### BRIEF
Report every line below that has the string "security" in it.

Saved entries
PR #7347, opened 2022-01-28
Add a url_parent/@id_parent filter for the @solrsearch endpoint

elioschmutz:
Implements new filter-queries for the `@solrsearch` endpoint according to https://github.com/4teamwork/opengever.core/pull/7299/commits/a65022472c3f7996bf8eed18c3cfb8a13d8fa7e1

It implements these two new filter queries:

- `url_parent`
- `@id_parent`

The filter-queries works like the `path_parent` filter but can be used with an url instead a relative path.

For [CA-3583]

## Checklist

- [x] Changelog entry

- Upgrade-Steps:
  - DB-Schema migration
- API change:
  - If breaking:
    - [ ] api-change label added
- Bug fixed:
- New functionality:
- New translations

[CA-3583]: https://4teamwork.atlassian.net/browse/CA-3583?atlOrigin=eyJpIjoiNWRkNTljNzYxNjVmNDY3MDlhMDU5Y2ZhYzA5YTRkZjUiLCJwIjoiZ2l0aHViLWNvbS1KU1cifQ

### DIFF
--- a/changes/CA-3583.feature
+++ b/changes/CA-3583.feature
@@ -1,0 +1,1 @@
+The @solrsearch results can now be filtered by ``@id_parent`` or ``url_parent``. [elioschmutz]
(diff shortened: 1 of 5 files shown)


njohner (approved):
LGTM

PR #7350, opened 2022-02-01
Avoid unnecessary security updates

buchi:
If a new object is added or an existing one is renamed, there's no need to update the security or perform any of the other index updates in this event handler. Further if an object is copied, the security is now updated only once. It was updated twice before, because the object is renamed after beeing added to the container.

This speeds up object creation and copying of objects significantly. E.g. bundle import time is reduced by approximately 30%.

For [CA-3625](https://4teamwork.atlassian.net/browse/CA-3625)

### EXERCISE OUTPUT
Avoid unnecessary security updates
If a new object is added or an existing one is renamed, there's no need to update the security or perform any of the other index updates in this event handler. Further if an object is copied, the security is now updated only once. It was updated twice before, because the object is renamed after beeing added to the container.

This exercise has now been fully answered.